» What to work on
Narrow the data below down to the lines containing "before".

++++ Excerpted data

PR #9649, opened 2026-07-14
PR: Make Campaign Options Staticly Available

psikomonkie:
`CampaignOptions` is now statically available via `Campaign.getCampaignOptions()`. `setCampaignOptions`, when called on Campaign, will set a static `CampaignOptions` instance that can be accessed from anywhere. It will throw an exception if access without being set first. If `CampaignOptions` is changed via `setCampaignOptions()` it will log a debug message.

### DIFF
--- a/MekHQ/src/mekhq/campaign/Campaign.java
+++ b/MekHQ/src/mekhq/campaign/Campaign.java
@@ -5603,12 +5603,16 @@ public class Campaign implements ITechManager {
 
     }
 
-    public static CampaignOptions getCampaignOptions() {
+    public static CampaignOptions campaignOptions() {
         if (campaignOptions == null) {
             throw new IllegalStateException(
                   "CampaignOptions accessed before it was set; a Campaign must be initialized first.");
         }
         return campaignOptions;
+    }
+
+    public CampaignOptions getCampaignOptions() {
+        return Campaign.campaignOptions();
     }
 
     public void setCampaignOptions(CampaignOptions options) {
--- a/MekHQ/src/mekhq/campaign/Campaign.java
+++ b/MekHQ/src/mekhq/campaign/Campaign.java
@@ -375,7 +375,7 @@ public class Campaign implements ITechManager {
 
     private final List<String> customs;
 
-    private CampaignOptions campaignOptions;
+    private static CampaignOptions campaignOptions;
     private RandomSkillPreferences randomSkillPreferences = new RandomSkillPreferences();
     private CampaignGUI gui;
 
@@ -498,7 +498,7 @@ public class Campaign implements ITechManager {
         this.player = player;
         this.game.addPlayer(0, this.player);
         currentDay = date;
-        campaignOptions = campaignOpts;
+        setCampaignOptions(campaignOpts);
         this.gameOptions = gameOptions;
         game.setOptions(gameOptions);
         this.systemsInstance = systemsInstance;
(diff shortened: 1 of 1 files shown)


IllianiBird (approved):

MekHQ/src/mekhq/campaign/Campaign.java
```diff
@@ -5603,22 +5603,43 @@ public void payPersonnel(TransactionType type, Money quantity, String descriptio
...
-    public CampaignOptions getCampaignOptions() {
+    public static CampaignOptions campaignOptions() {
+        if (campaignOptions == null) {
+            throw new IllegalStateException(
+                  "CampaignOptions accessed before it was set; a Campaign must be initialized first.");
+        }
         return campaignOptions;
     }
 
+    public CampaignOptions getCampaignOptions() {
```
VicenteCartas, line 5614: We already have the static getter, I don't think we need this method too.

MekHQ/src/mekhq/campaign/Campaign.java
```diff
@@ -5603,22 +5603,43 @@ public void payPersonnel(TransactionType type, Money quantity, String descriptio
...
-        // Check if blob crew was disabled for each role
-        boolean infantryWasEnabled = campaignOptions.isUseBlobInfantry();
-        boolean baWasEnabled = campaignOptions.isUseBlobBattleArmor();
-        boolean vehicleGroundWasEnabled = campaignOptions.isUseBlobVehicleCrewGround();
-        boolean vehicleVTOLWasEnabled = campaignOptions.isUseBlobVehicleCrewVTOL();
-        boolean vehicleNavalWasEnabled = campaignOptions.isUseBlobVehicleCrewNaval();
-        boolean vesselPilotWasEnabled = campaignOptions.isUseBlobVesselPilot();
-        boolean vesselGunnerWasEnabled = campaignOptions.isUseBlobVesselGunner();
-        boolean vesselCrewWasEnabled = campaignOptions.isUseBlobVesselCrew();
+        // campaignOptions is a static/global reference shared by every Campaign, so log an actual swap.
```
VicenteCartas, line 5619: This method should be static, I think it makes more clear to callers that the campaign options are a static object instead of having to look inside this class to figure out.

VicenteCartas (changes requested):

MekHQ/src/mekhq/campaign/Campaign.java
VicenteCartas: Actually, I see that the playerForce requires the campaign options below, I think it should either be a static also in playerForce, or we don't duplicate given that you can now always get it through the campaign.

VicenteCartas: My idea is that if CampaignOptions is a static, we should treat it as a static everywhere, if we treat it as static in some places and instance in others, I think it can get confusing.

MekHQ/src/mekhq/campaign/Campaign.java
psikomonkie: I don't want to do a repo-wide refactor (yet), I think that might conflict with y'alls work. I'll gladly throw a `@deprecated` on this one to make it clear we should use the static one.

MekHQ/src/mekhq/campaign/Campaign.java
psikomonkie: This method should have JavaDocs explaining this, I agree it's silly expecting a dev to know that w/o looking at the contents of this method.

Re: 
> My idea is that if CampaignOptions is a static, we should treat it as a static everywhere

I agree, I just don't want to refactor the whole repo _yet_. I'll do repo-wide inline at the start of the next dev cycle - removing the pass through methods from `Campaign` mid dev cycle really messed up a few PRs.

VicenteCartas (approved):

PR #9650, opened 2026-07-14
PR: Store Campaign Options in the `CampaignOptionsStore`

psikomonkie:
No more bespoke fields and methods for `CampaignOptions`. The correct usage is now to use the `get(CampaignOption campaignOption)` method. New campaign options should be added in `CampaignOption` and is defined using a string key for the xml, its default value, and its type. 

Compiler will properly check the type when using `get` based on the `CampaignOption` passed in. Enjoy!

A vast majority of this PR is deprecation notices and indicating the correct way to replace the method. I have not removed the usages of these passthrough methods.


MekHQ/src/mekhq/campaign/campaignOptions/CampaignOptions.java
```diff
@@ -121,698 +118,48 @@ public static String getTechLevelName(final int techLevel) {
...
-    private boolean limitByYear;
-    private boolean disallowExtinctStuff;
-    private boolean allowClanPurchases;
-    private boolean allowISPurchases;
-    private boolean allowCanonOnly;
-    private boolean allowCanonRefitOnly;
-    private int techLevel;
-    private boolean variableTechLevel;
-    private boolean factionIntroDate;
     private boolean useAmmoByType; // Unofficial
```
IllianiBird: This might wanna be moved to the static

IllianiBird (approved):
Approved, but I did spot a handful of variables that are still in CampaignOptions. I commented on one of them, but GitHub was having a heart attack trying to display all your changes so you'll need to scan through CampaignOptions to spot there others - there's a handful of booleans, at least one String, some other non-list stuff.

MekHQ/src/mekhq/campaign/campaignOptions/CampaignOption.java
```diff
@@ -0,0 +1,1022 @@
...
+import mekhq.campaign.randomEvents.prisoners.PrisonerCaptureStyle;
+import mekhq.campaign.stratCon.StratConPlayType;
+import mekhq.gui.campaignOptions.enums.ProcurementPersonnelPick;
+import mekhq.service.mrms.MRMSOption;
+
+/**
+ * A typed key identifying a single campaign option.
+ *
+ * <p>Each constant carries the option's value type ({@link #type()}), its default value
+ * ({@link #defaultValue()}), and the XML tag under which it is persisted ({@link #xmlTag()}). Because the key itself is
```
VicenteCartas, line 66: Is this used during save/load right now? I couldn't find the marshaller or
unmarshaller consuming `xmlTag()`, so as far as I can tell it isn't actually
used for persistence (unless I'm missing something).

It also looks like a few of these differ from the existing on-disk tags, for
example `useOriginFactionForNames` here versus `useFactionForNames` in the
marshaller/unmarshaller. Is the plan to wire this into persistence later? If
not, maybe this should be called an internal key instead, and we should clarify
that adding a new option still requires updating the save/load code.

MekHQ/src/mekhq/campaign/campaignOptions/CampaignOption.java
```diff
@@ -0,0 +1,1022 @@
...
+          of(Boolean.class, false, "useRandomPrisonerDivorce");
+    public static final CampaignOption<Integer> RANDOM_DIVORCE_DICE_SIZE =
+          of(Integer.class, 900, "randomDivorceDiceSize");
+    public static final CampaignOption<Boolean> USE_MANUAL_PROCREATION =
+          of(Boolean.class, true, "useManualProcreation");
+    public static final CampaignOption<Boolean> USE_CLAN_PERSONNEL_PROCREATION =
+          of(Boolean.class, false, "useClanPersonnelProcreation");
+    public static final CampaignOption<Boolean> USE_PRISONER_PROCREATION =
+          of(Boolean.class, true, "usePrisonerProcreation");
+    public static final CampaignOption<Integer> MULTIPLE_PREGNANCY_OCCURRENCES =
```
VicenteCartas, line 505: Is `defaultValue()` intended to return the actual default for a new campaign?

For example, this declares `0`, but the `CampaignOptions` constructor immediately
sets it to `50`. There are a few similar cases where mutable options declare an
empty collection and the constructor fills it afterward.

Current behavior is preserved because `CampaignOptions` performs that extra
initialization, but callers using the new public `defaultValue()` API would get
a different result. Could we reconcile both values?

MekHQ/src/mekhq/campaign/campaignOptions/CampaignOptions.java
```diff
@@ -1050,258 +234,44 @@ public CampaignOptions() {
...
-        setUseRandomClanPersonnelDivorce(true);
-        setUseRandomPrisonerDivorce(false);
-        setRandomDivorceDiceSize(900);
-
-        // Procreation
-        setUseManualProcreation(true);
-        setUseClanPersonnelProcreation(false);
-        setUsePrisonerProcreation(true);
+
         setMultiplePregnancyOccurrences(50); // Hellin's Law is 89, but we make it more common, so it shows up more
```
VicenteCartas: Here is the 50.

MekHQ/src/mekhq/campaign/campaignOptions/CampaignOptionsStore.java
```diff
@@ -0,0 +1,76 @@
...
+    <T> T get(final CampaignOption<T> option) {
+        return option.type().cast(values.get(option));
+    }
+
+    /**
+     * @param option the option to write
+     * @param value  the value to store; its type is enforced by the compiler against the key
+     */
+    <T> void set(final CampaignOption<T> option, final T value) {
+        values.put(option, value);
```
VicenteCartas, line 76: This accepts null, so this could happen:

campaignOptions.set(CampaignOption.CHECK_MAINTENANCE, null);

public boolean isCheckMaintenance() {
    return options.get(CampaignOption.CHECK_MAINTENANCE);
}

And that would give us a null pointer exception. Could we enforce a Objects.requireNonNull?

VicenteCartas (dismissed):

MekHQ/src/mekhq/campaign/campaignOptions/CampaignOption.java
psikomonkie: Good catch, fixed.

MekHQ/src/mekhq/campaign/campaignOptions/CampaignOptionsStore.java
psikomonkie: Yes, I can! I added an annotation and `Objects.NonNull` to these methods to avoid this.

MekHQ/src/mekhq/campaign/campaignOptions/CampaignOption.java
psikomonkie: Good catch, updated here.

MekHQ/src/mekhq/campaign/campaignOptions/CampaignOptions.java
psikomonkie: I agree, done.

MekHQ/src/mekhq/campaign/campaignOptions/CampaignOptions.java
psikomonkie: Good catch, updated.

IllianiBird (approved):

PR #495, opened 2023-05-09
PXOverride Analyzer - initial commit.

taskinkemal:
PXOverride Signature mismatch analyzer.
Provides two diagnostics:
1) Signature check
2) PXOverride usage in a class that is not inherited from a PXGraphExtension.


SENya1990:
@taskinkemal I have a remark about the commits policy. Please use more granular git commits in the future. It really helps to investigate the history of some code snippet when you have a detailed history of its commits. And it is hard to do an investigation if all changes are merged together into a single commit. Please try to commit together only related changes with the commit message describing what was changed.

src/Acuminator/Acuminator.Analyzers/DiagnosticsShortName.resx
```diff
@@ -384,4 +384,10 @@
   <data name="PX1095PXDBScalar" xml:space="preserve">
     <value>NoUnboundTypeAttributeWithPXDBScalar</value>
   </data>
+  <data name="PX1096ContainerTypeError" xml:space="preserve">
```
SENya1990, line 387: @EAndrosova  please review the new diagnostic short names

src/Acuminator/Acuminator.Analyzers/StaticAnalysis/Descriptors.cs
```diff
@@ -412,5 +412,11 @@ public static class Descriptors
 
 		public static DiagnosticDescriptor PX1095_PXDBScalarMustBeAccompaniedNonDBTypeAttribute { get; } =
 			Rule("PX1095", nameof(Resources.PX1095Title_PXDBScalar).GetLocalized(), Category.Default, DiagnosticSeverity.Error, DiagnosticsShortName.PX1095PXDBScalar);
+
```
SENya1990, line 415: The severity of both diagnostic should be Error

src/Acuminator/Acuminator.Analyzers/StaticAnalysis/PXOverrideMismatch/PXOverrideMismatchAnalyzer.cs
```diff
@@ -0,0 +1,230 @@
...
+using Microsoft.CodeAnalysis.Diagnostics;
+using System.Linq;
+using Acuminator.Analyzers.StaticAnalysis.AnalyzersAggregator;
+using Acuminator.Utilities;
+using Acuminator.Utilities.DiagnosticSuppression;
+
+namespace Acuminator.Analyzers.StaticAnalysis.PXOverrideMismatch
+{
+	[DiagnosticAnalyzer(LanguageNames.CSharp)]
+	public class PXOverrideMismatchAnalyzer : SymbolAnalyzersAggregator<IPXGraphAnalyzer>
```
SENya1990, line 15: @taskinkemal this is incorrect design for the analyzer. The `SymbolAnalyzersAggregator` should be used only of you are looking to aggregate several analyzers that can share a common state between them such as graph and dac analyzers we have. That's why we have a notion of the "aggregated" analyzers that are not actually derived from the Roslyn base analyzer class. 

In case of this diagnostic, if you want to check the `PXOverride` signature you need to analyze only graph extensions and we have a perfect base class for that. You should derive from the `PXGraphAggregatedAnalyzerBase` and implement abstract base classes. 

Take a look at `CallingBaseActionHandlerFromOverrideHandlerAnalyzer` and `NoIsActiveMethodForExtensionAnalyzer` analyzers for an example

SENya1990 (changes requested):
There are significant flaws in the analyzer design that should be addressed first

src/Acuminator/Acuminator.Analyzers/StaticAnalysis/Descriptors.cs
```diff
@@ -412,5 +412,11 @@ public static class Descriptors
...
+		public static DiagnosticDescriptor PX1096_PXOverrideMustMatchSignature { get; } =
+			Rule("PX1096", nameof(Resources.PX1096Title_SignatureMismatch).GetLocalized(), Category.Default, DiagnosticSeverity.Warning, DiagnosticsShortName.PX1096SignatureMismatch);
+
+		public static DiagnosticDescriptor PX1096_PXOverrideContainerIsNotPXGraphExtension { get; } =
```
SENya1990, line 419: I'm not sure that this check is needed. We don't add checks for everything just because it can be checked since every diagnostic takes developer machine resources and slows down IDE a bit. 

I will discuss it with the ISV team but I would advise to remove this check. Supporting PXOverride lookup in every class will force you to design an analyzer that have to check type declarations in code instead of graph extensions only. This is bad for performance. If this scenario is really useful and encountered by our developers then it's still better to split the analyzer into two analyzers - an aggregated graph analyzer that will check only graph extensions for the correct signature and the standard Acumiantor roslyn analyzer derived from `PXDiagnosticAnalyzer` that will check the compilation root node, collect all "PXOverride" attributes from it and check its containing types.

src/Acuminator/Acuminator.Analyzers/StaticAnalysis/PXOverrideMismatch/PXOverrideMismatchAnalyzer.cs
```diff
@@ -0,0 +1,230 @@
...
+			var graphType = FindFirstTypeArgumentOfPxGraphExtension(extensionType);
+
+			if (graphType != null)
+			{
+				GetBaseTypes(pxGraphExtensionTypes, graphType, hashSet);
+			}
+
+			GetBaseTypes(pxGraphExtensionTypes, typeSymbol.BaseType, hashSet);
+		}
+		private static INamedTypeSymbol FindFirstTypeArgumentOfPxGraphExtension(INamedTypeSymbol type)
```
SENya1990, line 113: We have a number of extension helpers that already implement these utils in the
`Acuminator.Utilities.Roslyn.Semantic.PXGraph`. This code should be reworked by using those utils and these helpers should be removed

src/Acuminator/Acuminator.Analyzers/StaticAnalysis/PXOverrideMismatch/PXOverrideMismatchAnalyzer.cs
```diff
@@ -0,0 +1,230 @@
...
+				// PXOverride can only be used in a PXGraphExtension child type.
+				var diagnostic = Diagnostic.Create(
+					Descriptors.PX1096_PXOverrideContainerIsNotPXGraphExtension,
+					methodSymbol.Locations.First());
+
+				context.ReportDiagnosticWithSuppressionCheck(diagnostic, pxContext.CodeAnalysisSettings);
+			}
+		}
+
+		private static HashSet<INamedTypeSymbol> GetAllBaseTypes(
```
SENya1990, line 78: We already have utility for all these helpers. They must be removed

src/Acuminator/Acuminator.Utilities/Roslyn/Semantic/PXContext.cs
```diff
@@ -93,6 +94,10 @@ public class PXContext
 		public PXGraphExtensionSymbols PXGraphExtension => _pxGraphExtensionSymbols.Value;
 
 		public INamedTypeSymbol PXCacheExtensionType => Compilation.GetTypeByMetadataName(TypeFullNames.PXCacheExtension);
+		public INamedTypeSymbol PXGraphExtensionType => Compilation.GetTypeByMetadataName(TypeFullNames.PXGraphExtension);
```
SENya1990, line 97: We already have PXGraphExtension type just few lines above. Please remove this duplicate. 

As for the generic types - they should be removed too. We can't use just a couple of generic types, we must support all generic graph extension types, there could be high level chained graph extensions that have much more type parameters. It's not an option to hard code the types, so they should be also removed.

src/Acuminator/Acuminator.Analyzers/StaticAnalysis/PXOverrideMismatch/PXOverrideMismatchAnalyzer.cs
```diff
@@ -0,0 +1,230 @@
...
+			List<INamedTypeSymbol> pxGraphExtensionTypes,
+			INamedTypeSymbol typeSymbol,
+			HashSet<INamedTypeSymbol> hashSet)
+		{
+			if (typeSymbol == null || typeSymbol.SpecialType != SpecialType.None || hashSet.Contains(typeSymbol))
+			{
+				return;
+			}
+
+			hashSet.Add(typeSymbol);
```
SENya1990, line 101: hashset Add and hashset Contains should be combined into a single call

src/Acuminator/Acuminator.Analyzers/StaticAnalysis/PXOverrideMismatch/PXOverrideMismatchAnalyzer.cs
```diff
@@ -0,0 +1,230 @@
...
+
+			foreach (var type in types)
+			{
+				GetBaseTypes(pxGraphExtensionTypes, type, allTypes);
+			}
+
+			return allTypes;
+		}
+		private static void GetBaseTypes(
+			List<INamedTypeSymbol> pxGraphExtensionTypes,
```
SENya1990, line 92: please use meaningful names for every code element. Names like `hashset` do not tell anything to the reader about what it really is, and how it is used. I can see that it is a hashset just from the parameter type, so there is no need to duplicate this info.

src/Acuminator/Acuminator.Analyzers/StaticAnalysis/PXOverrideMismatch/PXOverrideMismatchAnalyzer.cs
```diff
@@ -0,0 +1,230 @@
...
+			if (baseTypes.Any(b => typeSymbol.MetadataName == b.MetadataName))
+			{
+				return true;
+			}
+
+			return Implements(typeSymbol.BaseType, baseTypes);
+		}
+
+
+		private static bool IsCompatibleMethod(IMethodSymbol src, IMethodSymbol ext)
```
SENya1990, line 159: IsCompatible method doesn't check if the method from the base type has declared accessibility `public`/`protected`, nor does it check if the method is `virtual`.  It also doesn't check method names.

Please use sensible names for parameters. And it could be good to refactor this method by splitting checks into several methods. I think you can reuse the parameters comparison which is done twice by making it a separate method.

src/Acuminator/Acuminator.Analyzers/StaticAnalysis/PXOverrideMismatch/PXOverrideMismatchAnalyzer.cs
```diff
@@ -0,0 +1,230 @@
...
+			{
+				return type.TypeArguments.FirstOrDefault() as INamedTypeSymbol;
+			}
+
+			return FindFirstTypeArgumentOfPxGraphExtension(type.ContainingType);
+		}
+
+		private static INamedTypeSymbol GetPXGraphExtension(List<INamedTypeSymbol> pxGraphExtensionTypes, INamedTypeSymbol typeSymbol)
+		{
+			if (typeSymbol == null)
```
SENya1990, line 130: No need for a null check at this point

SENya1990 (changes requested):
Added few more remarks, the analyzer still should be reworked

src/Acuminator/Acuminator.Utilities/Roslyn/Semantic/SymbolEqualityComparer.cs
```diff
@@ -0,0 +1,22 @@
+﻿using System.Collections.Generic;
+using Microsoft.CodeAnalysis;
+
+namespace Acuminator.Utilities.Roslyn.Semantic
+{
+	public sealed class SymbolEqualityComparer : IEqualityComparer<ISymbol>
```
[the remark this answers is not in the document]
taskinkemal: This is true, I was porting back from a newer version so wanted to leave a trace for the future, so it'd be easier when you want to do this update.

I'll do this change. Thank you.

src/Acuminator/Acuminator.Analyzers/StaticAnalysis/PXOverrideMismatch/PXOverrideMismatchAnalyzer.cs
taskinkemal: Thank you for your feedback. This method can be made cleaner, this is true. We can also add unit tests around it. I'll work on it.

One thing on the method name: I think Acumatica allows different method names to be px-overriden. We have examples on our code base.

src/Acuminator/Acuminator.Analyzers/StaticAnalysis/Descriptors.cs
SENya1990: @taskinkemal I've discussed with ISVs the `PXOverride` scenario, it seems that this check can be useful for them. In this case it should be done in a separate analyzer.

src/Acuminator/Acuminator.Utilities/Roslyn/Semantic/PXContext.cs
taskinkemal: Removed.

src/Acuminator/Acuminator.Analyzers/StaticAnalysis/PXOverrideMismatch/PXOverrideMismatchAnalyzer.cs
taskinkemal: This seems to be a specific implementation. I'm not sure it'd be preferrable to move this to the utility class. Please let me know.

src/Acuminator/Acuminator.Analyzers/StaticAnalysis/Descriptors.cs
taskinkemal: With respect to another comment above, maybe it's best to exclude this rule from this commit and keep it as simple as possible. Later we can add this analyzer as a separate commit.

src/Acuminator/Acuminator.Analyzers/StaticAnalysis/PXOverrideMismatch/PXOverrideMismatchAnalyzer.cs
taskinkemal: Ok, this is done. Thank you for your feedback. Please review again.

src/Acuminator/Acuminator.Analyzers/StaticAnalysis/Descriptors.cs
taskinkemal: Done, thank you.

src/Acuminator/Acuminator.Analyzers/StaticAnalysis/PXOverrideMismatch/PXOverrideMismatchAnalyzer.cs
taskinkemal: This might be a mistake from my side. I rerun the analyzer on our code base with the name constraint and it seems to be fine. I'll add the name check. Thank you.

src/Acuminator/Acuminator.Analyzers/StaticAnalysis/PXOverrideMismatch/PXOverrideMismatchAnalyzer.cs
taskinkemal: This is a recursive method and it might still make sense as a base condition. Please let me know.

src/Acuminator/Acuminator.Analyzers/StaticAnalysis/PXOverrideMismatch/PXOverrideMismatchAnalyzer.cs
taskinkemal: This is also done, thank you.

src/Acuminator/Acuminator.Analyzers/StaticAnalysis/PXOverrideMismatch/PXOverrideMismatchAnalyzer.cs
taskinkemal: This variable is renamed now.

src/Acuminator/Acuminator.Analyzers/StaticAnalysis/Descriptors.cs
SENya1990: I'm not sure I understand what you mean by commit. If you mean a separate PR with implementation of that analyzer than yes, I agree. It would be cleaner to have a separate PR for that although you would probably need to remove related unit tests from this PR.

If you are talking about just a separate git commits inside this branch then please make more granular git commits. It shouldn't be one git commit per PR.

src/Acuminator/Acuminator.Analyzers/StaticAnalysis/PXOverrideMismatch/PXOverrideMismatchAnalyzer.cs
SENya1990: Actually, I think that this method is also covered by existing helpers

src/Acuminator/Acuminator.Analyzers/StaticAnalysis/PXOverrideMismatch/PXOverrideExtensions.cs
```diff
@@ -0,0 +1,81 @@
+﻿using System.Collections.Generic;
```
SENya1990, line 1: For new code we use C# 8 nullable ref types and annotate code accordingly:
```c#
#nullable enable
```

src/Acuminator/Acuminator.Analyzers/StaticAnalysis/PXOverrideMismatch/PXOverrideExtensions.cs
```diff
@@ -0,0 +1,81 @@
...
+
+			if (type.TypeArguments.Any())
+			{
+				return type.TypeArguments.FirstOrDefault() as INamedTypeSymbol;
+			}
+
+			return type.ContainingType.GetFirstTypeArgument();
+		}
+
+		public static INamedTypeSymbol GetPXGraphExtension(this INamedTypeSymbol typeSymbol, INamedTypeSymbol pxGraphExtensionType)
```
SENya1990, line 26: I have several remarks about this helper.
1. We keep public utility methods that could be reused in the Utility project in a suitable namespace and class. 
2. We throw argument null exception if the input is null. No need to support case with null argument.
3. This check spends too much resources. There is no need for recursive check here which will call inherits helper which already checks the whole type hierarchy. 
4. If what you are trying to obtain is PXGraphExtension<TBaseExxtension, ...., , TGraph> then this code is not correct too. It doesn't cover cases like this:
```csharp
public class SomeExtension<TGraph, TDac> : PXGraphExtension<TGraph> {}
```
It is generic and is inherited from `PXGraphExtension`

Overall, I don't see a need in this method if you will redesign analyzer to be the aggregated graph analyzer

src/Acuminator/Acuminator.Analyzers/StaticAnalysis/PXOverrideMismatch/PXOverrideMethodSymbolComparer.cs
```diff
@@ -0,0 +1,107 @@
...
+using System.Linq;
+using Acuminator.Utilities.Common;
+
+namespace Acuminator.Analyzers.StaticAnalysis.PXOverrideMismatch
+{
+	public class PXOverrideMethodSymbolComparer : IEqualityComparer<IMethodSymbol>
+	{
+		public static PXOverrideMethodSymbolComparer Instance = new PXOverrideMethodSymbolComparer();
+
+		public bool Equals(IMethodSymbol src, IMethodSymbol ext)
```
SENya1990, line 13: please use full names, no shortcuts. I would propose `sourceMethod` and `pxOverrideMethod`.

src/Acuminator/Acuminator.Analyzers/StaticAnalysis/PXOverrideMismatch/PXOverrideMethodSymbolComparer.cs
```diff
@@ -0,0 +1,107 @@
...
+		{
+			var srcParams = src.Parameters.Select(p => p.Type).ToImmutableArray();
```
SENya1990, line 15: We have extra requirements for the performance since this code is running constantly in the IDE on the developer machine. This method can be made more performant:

++++++++

» Worked solution
                   "CampaignOptions accessed before it was set; a Campaign must be initialized first.");
+                  "CampaignOptions accessed before it was set; a Campaign must be initialized first.");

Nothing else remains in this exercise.